Help with bad disk?

  • Thread starter Deleted member 2077
  • Start date
D

Deleted member 2077

Guest
It's FreeBSD 9.0, with a UFS file system. It won't mount, so I ran fsck on it. Says it can't read some sectors so fsck fails. Is there any way to mark those sectors as bad and continue on?

Code:
[root]# fsck -y /u1
** /dev/ada1p1
** Last Mounted on /u1
** Phase 1 - Check Blocks and Sizes

CANNOT READ BLK: -407822336
UNEXPECTED SOFT UPDATE INCONSISTENCY

CONTINUE? yes

THE FOLLOWING DISK SECTORS COULD NOT BE READ: 3887145002, 3887145003,
** Phase 2 - Check Pathnames
** Phase 3 - Check Connectivity
** Phase 4 - Check Reference Counts
** Phase 5 - Check Cyl groups
853315 files, 405221026 used, 75482220 free (26956 frags, 9431908 blocks, 0.0% fragmentation)

***** FILE SYSTEM STILL DIRTY *****

***** PLEASE RERUN FSCK *****
 
Write data to them using dd(1). It should force the firmware to mark them as bad and allocate new ones from spare blocks (if it hasn't already run out of them).

Install sysutils/smartmontools (or run it from a live disk) to check on the status of the disk and know the progress of its deterioration (how many "corrected" bad blocks, how many spare left, how many uncorrectable, etc.).

But ultimately (and probably soon) you'll have to replace the disk. Make sure you have proper backups. Good luck!
 
There's already been a hardware failure, those sectors went bad.

So dd(1) yes, but use it to back up that entire drive to another drive or a file. Don't write to that drive until there's a backup.
 
Thanks guys, I'm using this to copy:
[cmd=]dd if=/dev/twed0 of=/dev/twed1 bs=4096 noconv=noerror,sync[/cmd]

both are 2TB disks of the same make/model, etc.

iostat says it's going at 10MB/s, if my math is right this is going to take 56 hours? Ouch.
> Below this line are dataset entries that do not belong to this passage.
PR #1438, opened 2026-09-02
feat(api): implement source and artifact base REST APIs

Zxf-xufeng:
﻿
Implements RFC #1437.
﻿
Scope creation, retrieval, and binding remain covered by #1401.
﻿
# Rationale for this change
﻿
RFC #1437 defines a consistent base HTTP API for directly accessing durable Sources and committed Artifacts below an existing Scope.
﻿
This change implements that contract across the OpenAPI specification, server, persistence layer, Python client, and integration clients. It keeps Source creation independent from downstream generation and preserves the existing domain-specific Memory, Candidate review, Skill, and Handoff workflows.
﻿
﻿
- Add nine Scope-qualified HTTP operations for Source and Artifact access.
- Implement Source:
 - Create with a server-generated `source_id`
 - Get by `(scope_id, source_type, source_id)`
 - List or Search a Source type collection through one collection `GET`
- Implement Artifact:
 - Create Revision 1 with a server-generated `artifact_id`
 - Get the current head
 - Get an immutable historical revision
 - List or Search an Artifact family collection through one collection `GET`
 - Replace the current head by creating the next immutable revision
 - Logically delete the current head
- Add pagination and opaque cursors bound to the collection and query parameters.
- Return summary items without full content from collection operations.
- Add `Location`, ETag, `If-Match`, and `If-None-Match` behavior for creation, optimistic concurrency, and conditional reads.
- Keep Source creation independent from Memory, Experience, Skill, Handoff, and other generation commands.
- Enforce Artifact Family capabilities so generic writes cannot bypass Candidate review or other protected workflows.
- Reuse the existing Source journal, Artifact revision/head, and lineage tables rather than creating a second persistence model.
- Add the persistence fields required by the RFC:
 - `pc_sources.created_at`
 - `pc_artifacts.created_at`
 - `pc_artifact_heads.deleted_at`
- Update `openapi/powercontext.yaml` and regenerate the checked-in Python models, operations, and schema.
- Update the Python client and the DSH, OpenCode, and Pi integration clients.
- Add contract, generation, persistence, client, integration, and end-to-end coverage.
﻿
﻿
Yes. This is an additive API change.
﻿
The new endpoints expose:
﻿
- Source Create, Get, List, and Search.
- Artifact Create, Get, Get Revision, List, Search, Replace, and Delete.
- Server-generated Source and Artifact identifiers.
- Immutable Artifact revisions and optimistic concurrency through ETags.
- Logical Artifact deletion while retaining historical revisions.
﻿
List and Search share the same collection endpoints: an omitted or blank `query` performs List, while a non-empty `query` performs Search.
﻿
Existing domain-specific APIs and workflows remain available and are not replaced by these base APIs. No existing public endpoint is removed or changed.
﻿
# How was this change tested?
﻿
- `make check`
- `make contract-test`
- `make api-generate-check`
- `make js-api-generate-check`
- `make test` (`1047 passed, 12 skipped`)
- DSH plugin tests, build, and generation checks
- OpenCode plugin tests and type checking
- Pi plugin tests and type checking
- Strict Zensical documentation build
- `git diff --check`
- GitHub Actions across Python 3.11, 3.12, 3.13, and 3.14
- SQLite and OceanBase acceptance suites
﻿
# AI usage statement
﻿
OpenAI Codex was used to update the cross-layer contract and generated clients, add regression coverage, review implementation risks, and draft the PR description.


src/powercontext/builtin/persistence/records.py
```diff
@@ -0,0 +1,574 @@
...
+                if is_generation_eligible(stored.value):
+                    sources.append(source_ref)
+            draft = self._validated_draft(
+                family,
+                write.content,
+                sources=tuple(sources),
+                artifacts=current.lineage.artifacts,
+            )
+            try:
+                revised = await self._artifacts.revise(connection, scope_id, current, draft)
```
frf12: Each Revision created by this management API should reference a server-owned `lineage_only` Source that records the direct write. The Revision 1 Source is filtered above, but Replace does not create a replacement Source, so Revision 2 can return `sources: []`. Please create a Source bound to the next Revision and commit it in the same transaction as `revise()`.

src/powercontext/builtin/persistence/records.py
```diff
@@ -0,0 +1,574 @@
...
+                    family=cast(Any, family),
+                    artifact_id=artifact_id,
+                ),
+            ),
+        )
+        try:
+            async with self._database.transaction() as connection:
+                stored = await self._sources.add(connection, scope_id, source)
+                draft = draft.model_copy(update={"sources": (stored.ref,)})
+                artifact = await self._artifacts.create(
```
frf12: This path validates the Family content model and writes directly through `ArtifactRepository`, but it does not perform the complete Family write behavior. It skips Memory entry versions and projections, Handoff citation validation and fixed identity, Experience Search updates, and Skill package validation and Search updates. Please dispatch Create and Replace through Family-specific write handlers while retaining the direct management API behavior.

src/powercontext/builtin/persistence/records.py
```diff
@@ -0,0 +1,574 @@
...
+        source_type: str,
+        content: JsonValue,
+        /,
+    ) -> SourceRecord:
+        self._require_content_source(source_type)
+        source = ContentSource(
+            name=self._id_factory("source"),
+            materialization=SourceMaterialization.CAPTURED,
+            content=_canonical_source_text(content),
+            wire_content=None if isinstance(content, str) else _JSON_VALUE.validate_python(content, strict=True),
```
frf12: `wire_content=None` represents both a plain string Source and JSON `null`. As a result, `content: null` is stored and returned as the JSON string `"null"`. Please preserve the distinction between an absent `wire_content` value and an explicit JSON `null`.

frf12 (commented):
Please see the inline comments.

src/powercontext/builtin/persistence/records.py
```diff
@@ -0,0 +1,574 @@
...
+                    ARTIFACT_HEADS_TABLE.c.artifact_id > after,
+                )
+                .order_by(ARTIFACT_HEADS_TABLE.c.artifact_id)
+                .limit(limit + 1)
+            )
+            rows = (await connection.execute(statement)).all()
+            selected_rows = rows[:limit]
+            items = []
+            for row in selected_rows:
+                artifact = await self._artifacts.get(
```
frf12: This loop performs a separate Artifact and Source/Artifact reference read for every item after loading the heads. A 100-item page therefore produces many database queries, while RFC #1437 requires the response data to be read in batches. Please batch-load the selected Revisions and their `sources` and `artifacts`.

src/powercontext/builtin/persistence/records.py
```diff
@@ -0,0 +1,574 @@
...
+        if isinstance(cursor_ttl_seconds, bool) or cursor_ttl_seconds < 1:
+            raise ValueError("cursor_ttl_seconds must be a positive integer")  # noqa: TRY003
+        if cursor_secret is not None and not cursor_secret:
+            raise ValueError("cursor_secret must not be empty")  # noqa: TRY003
+        self._database = database
+        self._sources = sources
+        self._artifacts = artifacts
+        self._clock = _utc_now if clock is None else clock
+        self._id_factory = _resource_id if id_factory is None else id_factory
+        self._cursor_secret = secrets.token_bytes(32) if cursor_secret is None else cursor_secret
```
frf12, line 110: This default creates a new `cursor_secret` whenever the Runtime starts. A cursor issued before a server restart therefore becomes invalid before its recorded expiration time. Please provide a stable configured secret, or define server restart as part of the cursor validity contract.

src/powercontext/builtin/persistence/records.py
Zxf-xufeng: Agreed. The current implementation is an N+1 path: after loading the heads, each item performs one Revision query and two lineage queries.  
I’ll add a repository-level batch loader keyed by the complete Revision identity, batch-load Source and Artifact lineage, and assemble results in page and ordinal order. The list path will then use a bounded constant number of queries. I’ll add ordering, lineage, pagination, and query-budget regression tests.

src/powercontext/builtin/persistence/records.py
Zxf-xufeng: Agreed. Generating the signing secret in each Runtime instance makes cursor lifetime accidentally process-bound.  
I’ll inject a stable cursor-signing secret through the Server and Runtime configuration. Local installations will reuse a protected key under POWERCONTEXT_HOME, while replicated deployments can provide the same secret through their secret manager. Tests will verify cursor use across Runtime reconstruction, invalid signatures after key rotation, and the existing 410 cursor_expired behavior.

src/powercontext/builtin/persistence/records.py
Zxf-xufeng: I’ll add an explicit persisted presence discriminator for wire_content, keep missing values backward-compatible with existing text Sources, and update response/digest mapping to use it. Regression tests will cover JSON null, the string "null", persistence round-trips, and HTTP responses.

src/powercontext/builtin/persistence/records.py
Zxf-xufeng: Agreed. We will update Replace so that every Revision created through this management API has its own server-owned lineage_only Source recording the direct write.
For the next Revision N, Replace will:
- create a new Source with role=lineage_only, operation=artifact_replace, and a target bound to (scope_id, family, artifact_id, revision=N);
- use that new Source as the Source lineage of Revision N;
- preserve the previous Revision and its Source unchanged;
- inherit the previous Artifact lineage for now;
- commit the Source, new Artifact Revision, head update, and lineage rows in the same transaction.

src/powercontext/builtin/persistence/records.py
Zxf-xufeng: Thanks — fixed. The Base Artifact API now dispatches Create/Replace through a FamilyManagementWriter registry:
- Memory reuses MemoryService, maintaining Entry Versions/heads, changes and search projections.
- Experience and Skill maintain their existing search/package projections.
- Handoff reuses HandoffService, including singleton enforcement and citation lineage.
The lineage-only Source, Artifact Revision and Family-derived state are committed in one transaction and roll back together on failure. No LLM generation or Candidate workflow is triggered. Regression tests and all PR checks pass.

Teingi (approved):
LGTM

Is there any way to monitor dd to see its progress or time left?
 
feralape said:
Thanks guys, I'm using this to copy:
Code:
dd if=/dev/twed0 of=/dev/twed1 bs=4096 noconv=noerror,sync

A bs of 64k or 128k will speed up the copy. More will usually not make it any faster.
 
Beastie said:

Neat trick!

I didn't see this in the man page, were is this and other [?] tricks documented.
 
wblock@ said:
A bs of 64k or 128k will speed up the copy. More will usually not make it any faster.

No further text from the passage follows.